Klares Ja zur IV-Revision
Die Stimmberechtigten haben die 5. IV-Revision trotz Opposition in vier Westschweizer Kantonen mit 59,1 Prozent Ja gutgeheissen.

Das Schweizer Stimmvolk sagt deutlich Ja zur Sanierung der schwer verschuldeten Invalidenversicherung (IV). In der West- und Südschweiz war die Zustimmung jedoch etwas knapper.

Damit ist das Thema allerdings noch lange nicht erledigt. Nun beginnt bereits der Streit um die zusätzliche Finanzierung der angeschlagenen Versicherung.

Hauptziel der 5. IV-Revision ist die Reduktion des milliardenhohen Schuldenbergs des Sozialwerks. Es steht gegenwärtig mit über 9 Mrd. Franken beim Fonds der Alters- und Hinterlassenenversicherung (AHV), über den es finanziert wird, in der Kreide. Ende Jahr könnten es sogar 11 Milliarden sein.

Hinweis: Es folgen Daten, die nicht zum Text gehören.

PR #6870, opened 2016-08-11
Scrub dat mobile data

### LINKED ISSUE #6409: Fix issue where multiple Drupal users share the same email.

angaither:
#### What's this PR do?

Adds a script to cleans up mobile data for users ported from the old days database.

📜 

nah. 
#### Relevant tickets

Fixes #6409
#### Checklist
- [ ] Tested on staging.

### DIFF
--- a/scripts/sanitize-mobile-numbers.php
+++ b/scripts/sanitize-mobile-numbers.php
@@ -20,12 +20,12 @@ foreach($wild_typers as $wilder) {
       $user = user_load($wilder->uid);
       $edit = ['field_mobile' => [ LANGUAGE_NONE => [ 0 => [ 'value' => $fresh_and_clean_digits ] ] ] ];
       user_save($user, $edit);
-      print "Updated user " . $wilder->uid . "\n";
+      print 'Updated user ' . $wilder->uid . "\n";
     }
     else {
-      print "something terrible with " . $wilder->uid . "\n";
+      print 'something terrible with ' . $wilder->uid . "\n";
     }
   }
 }
 
-print "done";
+print 'done';
--- a/scripts/sanitize-mobile-numbers.php
+++ b/scripts/sanitize-mobile-numbers.php
@@ -1,0 +1,31 @@
+<?php
+/*
+ * Sanitize mobile numbers on user accounts from ages ago.
+ *
+ *
+ *
+ * drush --script-path=../scripts php-script sanitize-mobile-numbers.php
+ *
+ */
+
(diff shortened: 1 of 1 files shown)


scripts/sanitize-mobile-numbers.php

Dass diese Entwicklung so nicht weitergehen kann, war klar. Das Ja zur 5. IV-Revision ist denn auch eine klare Verpflichtung zur Schuldensanierung der Sozialversicherung.

Die Mehrheit der Bevölkerung ist der Meinung, dass dringend etwas unternommen werden muss, um das hohe Defizit der Invalidenversicherung zu sanieren.

Dies soll nun unter dem Motto "Eingliederung vor Rente" geschehen. Mehr Integration von Behinderten in den Arbeitsprozess und tiefere Renten sind die Losung der Revision.

Zudem dürfte das Argument, dass der Missbrauch des Sozialwerks eingedämmt werden soll, ebenfalls zahlreiche Ja-Stimmen auf sich gezogen haben. Dies, obwohl nur etwa ein Prozent Missbrauchsfälle nachgewiesen worden sind.

Ob die Bilderkampagne der Gegnerschaft, die mit "behinderten" Bundesräten auf Postkarten für ihre Anliegen Werbung machte, einen Einfluss hatte, ist nicht klar. Ansonsten wurde der Abstimmungskampf eher nüchtern geführt.

Arbeitgeber in der Pflicht

Ein Wermutstropfen bleibt allerdings: Für die Wiedereingliederung in den Arbeitsprozess fehlen im Gesetz bindende Verpflichtungen der Arbeitgeber-Seite, für behinderte Menschen spezielle Stellen anzubieten.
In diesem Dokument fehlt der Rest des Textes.